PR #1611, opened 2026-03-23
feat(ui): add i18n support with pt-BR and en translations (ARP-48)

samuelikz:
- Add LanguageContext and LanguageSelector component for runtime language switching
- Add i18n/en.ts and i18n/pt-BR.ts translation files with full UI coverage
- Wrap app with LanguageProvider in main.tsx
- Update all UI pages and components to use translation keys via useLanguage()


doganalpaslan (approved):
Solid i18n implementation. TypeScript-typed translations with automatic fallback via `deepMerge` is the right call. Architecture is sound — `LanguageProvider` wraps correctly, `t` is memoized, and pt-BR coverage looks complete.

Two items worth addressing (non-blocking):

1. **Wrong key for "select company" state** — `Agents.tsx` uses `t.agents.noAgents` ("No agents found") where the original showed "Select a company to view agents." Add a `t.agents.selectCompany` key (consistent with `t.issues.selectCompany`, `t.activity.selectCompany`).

==============================

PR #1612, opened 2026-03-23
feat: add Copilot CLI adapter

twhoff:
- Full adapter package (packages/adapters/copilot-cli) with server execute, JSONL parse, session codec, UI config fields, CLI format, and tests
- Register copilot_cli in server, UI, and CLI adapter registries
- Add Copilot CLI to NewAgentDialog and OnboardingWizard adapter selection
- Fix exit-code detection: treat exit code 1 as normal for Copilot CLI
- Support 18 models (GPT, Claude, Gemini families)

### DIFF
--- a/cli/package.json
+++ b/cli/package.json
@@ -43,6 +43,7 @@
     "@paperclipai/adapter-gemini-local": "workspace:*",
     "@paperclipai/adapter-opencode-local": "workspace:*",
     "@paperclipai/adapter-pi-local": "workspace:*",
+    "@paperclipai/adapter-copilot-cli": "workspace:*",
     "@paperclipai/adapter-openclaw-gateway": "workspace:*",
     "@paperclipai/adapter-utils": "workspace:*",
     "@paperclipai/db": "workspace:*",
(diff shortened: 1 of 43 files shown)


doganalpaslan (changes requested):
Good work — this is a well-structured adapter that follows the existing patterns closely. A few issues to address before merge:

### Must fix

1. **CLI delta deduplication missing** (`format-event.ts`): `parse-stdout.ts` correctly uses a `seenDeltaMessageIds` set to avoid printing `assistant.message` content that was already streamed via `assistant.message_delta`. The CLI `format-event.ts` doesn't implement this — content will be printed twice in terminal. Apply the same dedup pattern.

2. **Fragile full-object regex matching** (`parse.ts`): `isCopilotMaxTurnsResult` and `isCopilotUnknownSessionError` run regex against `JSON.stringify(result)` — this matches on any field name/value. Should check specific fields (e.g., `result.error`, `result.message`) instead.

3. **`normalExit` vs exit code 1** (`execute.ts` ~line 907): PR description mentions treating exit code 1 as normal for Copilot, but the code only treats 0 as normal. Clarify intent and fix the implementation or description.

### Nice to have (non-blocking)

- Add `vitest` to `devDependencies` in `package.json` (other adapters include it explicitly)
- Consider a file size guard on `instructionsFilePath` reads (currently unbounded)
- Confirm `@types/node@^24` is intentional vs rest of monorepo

==============================

Task directions >> Every line above with the word "adapters" is to be copied out.

Result for this exercise >>
- Full adapter package (packages/adapters/copilot-cli) with server execute, JSONL parse, session codec, UI config fields, CLI format, and tests
- Add `vitest` to `devDependencies` in `package.json` (other adapters include it explicitly)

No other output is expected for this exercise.